### Dataset entries

PR #1730, opened 2026-07-28
Feature: Add favorite toggle to commands in vicinae settings

seckinu:
Streamlines favoriting the commands you want to use through the settings menu rather than going one by one in the root search view

### DIFF
--- a/manifest.yaml
+++ b/manifest.yaml
@@ -5,6 +5,6 @@
 # -DVICINAE_GIT_COMMIT_HASH=XXX (short rev)
 
 release:
-  tag: "v0.26.2"
-  rev: "1cf063c0b48a584ab6459394c51c9cfddd6acd26"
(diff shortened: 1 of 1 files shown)


src/server/src/config/config.hpp
```diff
@@ -25,6 +25,7 @@ struct ProviderItemData {
 
 struct ProviderData {
   std::optional<bool> enabled;
+  std::optional<bool> favorite;
```
aurelleb: Why do we need this? Setting a provider as favorite doesn't really mean anything at the moment

seckinu: @aurelleb I wasting testing stuff out to understand the codebase, must've forgot it, removed.

seckinu:
messed up the pr's, opened a new one at #1811 apologies for the confusion

PR #1734, opened 2026-07-28
MRU browser tabs

refractalize:
- sorts all browser tabs by MRU using their last access time
- puts tabs that are playing media into a top section, also MRU

image


aurelleb:
Really like the "playing media" tab
Thx

refractalize:
Thanks @aurelleb! Would you mind releasing the browser extensions so we can expose the tabs' lastAccessed times?

aurelleb:
oh yes I forgot, I will look into that

PR #1952, opened 2026-09-14
fix(calculator): compute unpin position after erasing

BarganConstantin:
Unpinning a calculator history entry can write past the end of the record list.

`unpinRecord()` computes the position to re-insert the record, then erases the record, then inserts. The record being unpinned is always in front of that position, so the erase invalidates it. In the usual case (the entry is older than every unpinned one) the position is `end()`, and after the erase the insert writes one element past the end of the vector. Otherwise the record lands one slot too far down.

This erases first and then computes the position from the copied record.

Tested by running the old and new logic on the same list layout (pinned first, then unpinned by `created_at DESC`): the old one trips `_GLIBCXX_DEBUG` and AddressSanitizer reports a heap-buffer-overflow; the new one keeps the expected order for the only record, the oldest record, a record in the middle, and with another pin above it. The server builds with the change.


aurelleb:
thank you for the tiny, focused fixes. Much appreciated

BarganConstantin:
> thank you for the tiny, focused fixes. Much appreciated

Thanks! Glad it helped 🙂

PR #1978, opened 2026-09-16
fix(numen): guard currency-fetch callback against dtor

BarganConstantin:
Symptom: quickly switching the Calculator Backend preference away from Numen and back while its currency-rate fetch is still in flight corrupts heap memory in vicinae-server.

Cause: NumenVicinaeCurrencyProvider isn't a QObject, so its QFutureWatcher::finished lambda captured raw `this` with no lifetime guard. Numen::setCurrencyProvider() destroys the old provider synchronously when the backend restarts, so a pending response later ran the lambda against freed memory.

Fix: add a shared_ptr<bool> alive flag, set false in the destructor, captured by the lambda; it bails out before touching `this` if the provider is already gone.

Tested with a standalone ASan repro of the exact capture pattern: the old shape reports heap-use-after-free, the new shape returns cleanly.


aurelleb:
it's probably cleaner to just make it a QObject imo

BarganConstantin:
Done — QObject now, so the connection dies with the provider and the flag is gone. Parented the watcher to it too, otherwise it leaks once the callback that deleted it stops running.

PR #1988, opened 2026-09-17
fix(macOS): derive node runtime and bundle slice from target arch

BarganConstantin:
Building the tree on an Intel Mac does not work: the node runtime is fetched for the wrong architecture, and `make mac-bundle` strips the binaries it just built.

Cause: the `APPLE` branch in `CMakeLists.txt` hardcodes `darwin-arm64`, and `scripts/macdeploy.sh` hardcodes `lipo -thin arm64`. The Windows and Linux branches directly below the first one already select by `CMAKE_SYSTEM_PROCESSOR`.

Fix: both now follow the target architecture — `CMAKE_OSX_ARCHITECTURES` when set, otherwise the host processor. On an Apple Silicon host the resolved values are identical to today's, so the arm64 build and the shipped dmg are unaffected. The `darwin-x64` checksum is the one published in nodejs.org's `SHASUMS256.txt` for the already-pinned `v22.23.1`.

This is not a request for Intel support or a CI runner. It only stops the tree from hardcoding an architecture where nothing else in it is arm64-specific: SoulverCore's xcframework already ships the `macos-arm64_x86_64` slice, and the official Qt builds are universal.

Tested on macOS 26.6.2, Intel Core i5-10600:

- against this branch: configure resolves the runtime to `node-v22.23.1-darwin-x64.tar.gz`, full build 428/428, `make mac-bundle` produces a bundle with no arm64 slices left, and the built binaries run.
- the same two changes applied to `v0.28.2` are installed and running as this machine's launcher.


aurelleb:
we don't support intel macs

BarganConstantin:
Understood, thanks for taking a look.

One clarification in case it was missed: this doesn't add Intel support and doesn't ask for a runner — on Apple Silicon it resolves to the same values, so the arm64 build and the published dmg are unaffected. If you'd still rather not carry the branching, that's fine by me.

aurelleb:
if we don't support it there is no need for the branching

PR #1992, opened 2026-09-18
fix: pass field value on form blur/focus for Raycast useForm

Meldiron:
## Summary
Raycast `@raycast/utils` `useForm` validates on blur via `event.target.value`. Vicinae notified blur/focus with empty args and `wrapFormItemProps` synthesized the value from React props only, so typed text was still treated as missing ("The item is required") and blocked submit.

- C++: `fieldBlurred` / `fieldFocused` now pass `item.effectiveValue()` (same pattern as `onChange`).
- TS: `wrapFormItemProps` prefers the native callback arg, falling back to `props.value` / `defaultValue`.
- Also route `PasswordField` through `wrapFormItemProps` like `TextField` / `TextArea`.

## Test plan
- [x] Google Meet extension → **Create Meet with Specified Profile** / **Add Profile**
- [x] Type into a required field, blur: error clears and typed value is kept
- [x] Submit succeeds when required fields are filled

## Manual QA

Before:

https://github.com/user-attachments/assets/d3eef7e3-9a9d-4441-b439-1fef3a981009

After:

https://github.com/user-attachments/assets/fd7de0dd-6538-47dd-8326-1bc67030112e


Meldiron:
Disclaimer: This is agentic contribution with Grok Bot. Problem found, and agent task written manually. Screen recordings of before and after were made manually too.

PR #2009, opened 2026-09-20
i18n: add Traditional Chinese (zh_TW) translation

ian902792:
Adds a zh_TW translation, wired into `qt_add_translations` the same way as the other locales.

I generated it by running the existing `vicinae_zh_CN.ts` through OpenCC (`s2twp` profile, which converts phrasing for Taiwan usage rather than just swapping characters), then went through the more common strings by hand to fix cases where simplified/traditional Chinese use different words for the same thing (e.g. file vs. document, "extension", settings-page wording).

I'm not a professional translator and this hasn't been proofread by another native speaker, so there are probably a few rough spots left, but it should already be solid enough to be useful and easy to iterate on from here. Happy to adjust anything maintainers want changed.

Built and ran it locally to make sure it actually loads and renders correctly before opening this.


aurelleb:
thanks!

Issue #91, opened 2025-08-20
feat: Add ignore app for clipboard history


cilginc:
I don’t want my passwords ending up in clipboard history, so I’d like to **ignore certain applications**, like my password manager.  

We could achieve this by checking `XDG_CONFIG_DIRS` and falling back to `~/.config/vicinae/clipboard`.  
Ignored applications could be listed in a YAML or JSON file, for example.

aurelleb:
One main issue I see is that we need to know which application triggered the selection. 

Currently, the `wlr-clipboard` implementation is unaware of this. As far as I know there is no proper way to get this info using the `wlr-data-control` protocol. The closest we could get would be to record the currently focused window when the selection occurs, but that's not very reliable.

Also the list of ignored apps would probably have to be managed using extension preferences instead of a config file, since this is the regular way we deal with application preferences. (this is also what Raycast does).

I don't know if this can help your use case, but we currently ignore selections that offer a `vicinae/concealed` mime type. This is mostly meant for internal usage (so that stuff copied from Vicinae is not stored in the clipboard history) but maybe it can be useful elsewhere.

Thinking of it, maybe your password manager offers a specific mime type that we could use to rule its selections out? I know some do.

ArjixWasTaken:
Password managers usually clear out the clipboard after a time interval, e.g. 5 seconds
Could that be detected?

Like, is the action of emptying the clipboard equivalent to writing empty data to it, or is it a separate action that can be detected?

aurelleb:
> Password managers usually clear out the clipboard after a time interval, e.g. 5 seconds Could that be detected?
> 
> Like, is the action of emptying the clipboard equivalent to writing empty data to it, or is it a separate action that can be detected?

a clipboard clear is a selection with no offers, I'm already ignoring these. But maybe there is something that can be done with that. Also that's not very reliable either.

cilginc:
> > Password managers usually clear out the clipboard after a time interval, e.g. 5 seconds Could that be detected?
> > Like, is the action of emptying the clipboard equivalent to writing empty data to it, or is it a separate action that can be detected?
> 
> a clipboard clear is a selection with no offers, I'm already ignoring these. But maybe there is something that can be done with that. Also that's not very reliable either.

Maybe path of the app can be usable. I know that you get the current window from desktop enviroment. Maybe that can be usable.

Hyprland have IPC support for example.

aurelleb:
[...]

PR #2013, opened 2026-09-21
feat(clipboard): ignore selections from specific apps

aurelleb:
Allow users to configure a list of applications whose selections will always be ignored.

When the clipboard server for the current platform is able to know what app the selection was obtained from, we use that. Otherwise, we use the current frontmost application, which is accurate most of the time (unless e.g the selection comes from some headless background process that doesn't own focus)

image


aurelleb:
fixes #91

PR #216, opened 2016-02-08
Update bin/setup script.

ptrikutam:
This converts the `bin/setup` script to a bash script. It also:
- Checks for the various dependencies required to run the server
- Drops & re-create the database
- Seeds the database

### DIFF
--- a/README.md
+++ b/README.md
@@ -22,14 +22,12 @@ The Code Corps API is an open source Rails::API backend that powers the Code Cor
 
 ### Before you start Rails
 
-1. `bundle install`
-2. `bundle exec rake db:create db:migrate db:test:prepare db:seed`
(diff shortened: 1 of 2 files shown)


joshsmith:
Do you know if there's any real way to test this? I'm not sure if that's realistic or not, but thought I'd ask.

ptrikutam:
Good question. I don't really know, actually. [A quick google search](https://stackoverflow.com/questions/1339416/unit-testing-bash-scripts) reveals that there are things out there that do that. Perhaps something that we could do in a separate PR?

ptrikutam:
Looks like the solutions aren't great for unit testing shell scripts. Might add more complexity than is worth it to test what is currently a relatively simple script.

PR #217, opened 2016-02-08
Fix sidekiq in development

joshsmith:
This removes a mistake in the `Gemfile` whereby I placed `sidekiq-testing` in `development` group.


joshsmith:
This also adds the ability to view Sidekiq's dashboard in development, and adds a Sidekiq configuration file. The `paperclip` queue is not used, but it may be if we decided to use delayed paperclip.

PR #219, opened 2016-02-09
Add preview fields for body and markdown

begedin:
Not done yet.

As expected, there are tweaks for things we've missed, now that I'm working on the ember part of it.
- `title` should not be required for posts, if the post is a draft, otherwise, preview wont work
- the `active` scope was broken on posts, and the post index action was returning only `published`, not `edited` posts
- the `active` scope was completely missing on comments
- the markdown rendering + preview/publish flow was clashing, so I attempted to simplify it a bit. this should make it faster, simpler to ready and a bit less bug prone, I hope, but it does mean we had to remove the rendering method from the before_validation hook and we're now running it manually.

### DIFF
--- a/app/policies/post_policy.rb
+++ b/app/policies/post_policy.rb
@@ -15,40 +15,36 @@ class PostPolicy
   end
 
   def create?
-    # Cannot create if there's no user
-    return unless user.present?
+    # unauthenticated user cannot create
+    return false unless user.present?
 
-    # Cannot create if not the user who's posting
+    # user cannot create posts for other users
     return false unless post.user == user
 
-    # Can create issue and idea posts for any user
-    return true if post.issue? or post.idea?
+    # non-contributors can create issues or ideas
+    return true if post.issue?
+    return true if post.idea?
 
-    # Cannot create if not a contributor
-    return false unless organization_member_for_user
-
-    # Can create if a contributor with permissions
+    # contributors can create all types of posts
     return true if current_user_is_at_least_contributor_to_organization?
   end
 
   def update?
-    # Cannot update if there's no user
-    return unless user.present?
+    # unauthenticated user cannot update
+    return false unless user.present?
 
-    # Can update if the user is a project admin
+    # admin can update any post, even that belonging to other users
     return true if current_user_is_at_least_admin_in_organization?
 
-    # Cannot update if not the user who posted
-    return false unless post.user == user
-
-    # Can create issue posts for any user
-    return true if post.issue?
-
-    # Can create if a contributor with permissions
-    return true if current_user_is_at_least_contributor_to_organization?
+    # user can update their own post
+    return true if post.user == user
   end
 
   private
+
+    def user_is_member_of_organization
+      organization_member_for_user.present?
+    end
 
     def organization_member_for_user
       @organization_member_for_user ||= OrganizationMembership.find_by(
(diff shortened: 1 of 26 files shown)


joshsmith:
I fixed the failing spec by renaming `post` in a `let` to `users_post`. Not ideal, and very strange behavior.

When I did a `binding.pry` into the `authenticated_post` it appeared that `post` was an instance of `Post`. This is really strange to me, as I'm not sure how that data would pass through there.

If you can think of better naming or a better fix, please do. Mine is temporary and just meant to not leave you in a lurch. I would open an issue for it, if I were you.

begedin:
@JoshSmith I knew it'd be something weird. I guess it's something to do with how the `let` blocks are getting evaluated. Hound keeps telling me not to rely on instance variables and instead use `let` blocks, but this might be one of those cases where instance variables are slightly safer. 

Still, it might just be something with ordering.

begedin:
This is possibly done, outside of hound issues, but I'd like to make sure the ember part is merged first, before we're sure we haven't missed anything here.

begedin:
I need to merge develop into here, and clean it up. Once that's done, we can consider it mergeable together with the preview flow PR on the ember side.

joshsmith:
@begedin what kind of clean up needs to happen?

begedin:
@JoshSmith Just hound errors and then a quick scan of the changes to make sure I didn't leave anything bad in there.

joshsmith:
I can do that, then.

joshsmith:
I did a bunch of Hound fixes here except for all the line too long issues.

I still need to do a code review on this.

begedin:
@JoshSmith: I rebased/squashed into a single commit and looked through the code one last time. Feel free to review and merge if you consider it good.

spec/serializers/post_serializer_spec.rb
```diff
@@ -84,6 +84,14 @@
         expect(subject["markdown"]).to eql resource.markdown
       end
 
+      it "has a 'body_preview'" do
+        expect(subject["body_preview"]).to eql resource.body_preview
+      end
+
+      it "has 'markdown_preview'" do
+        expect(subject["markdown_preview"]).to eql resource.markdown_preview
+      end
```
joshsmith, line 97: I would not in `.to_not be_nil` expectations for all of these that can have them. We've been bitten by this before, where it's `nil` in cases and matches the model's `nil` view.

spec/serializers/comment_serializer_spec.rb
```diff
@@ -63,6 +63,14 @@
         expect(subject["markdown"]).to eql resource.markdown
       end
 
+      it "has a 'body_preview'" do
+        expect(subject["body_preview"]).to eql resource.body_preview
+      end
+
+      it "has 'markdown_preview'" do
+        expect(subject["markdown_preview"]).to eql resource.markdown_preview
+      end
```
joshsmith, line 75: Same thing here with `nil`.

app/serializers/post_serializer.rb
```diff
@@ -21,7 +21,8 @@
 #
 
 class PostSerializer < ActiveModel::Serializer
-  attributes :id, :title, :body, :status, :post_type, :likes_count, :markdown,
+  attributes :id, :title, :body, :body_preview, :status, :post_type,
+             :likes_count, :markdown, :markdown_preview,
```
joshsmith: Stylistic note, but I would group the relevant attributes together if we're not doing it alphabetically.

app/policies/post_policy.rb
```diff
@@ -15,41 +15,36 @@ def show?
...
+    # unauthenticated user cannot create
+    return false unless user.present?
 
-    # Cannot create if not the user who's posting
+    # user cannot create posts for other users
     return false unless post.user == user
 
-    # Can create issue and idea posts for any user
+    # non-contributors can create issues or ideas
     return true if post.issue? or post.idea?
```
joshsmith: We might want to split this onto two separate lines for clarity.

joshsmith:
This looks really good. There are some merge conflicts now. Made some minor comments, but nothing terribly blocking.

######

• Required action
Tally how many lines in the material above hold the word "copied". Write only that number.

• Solution to this exercise
2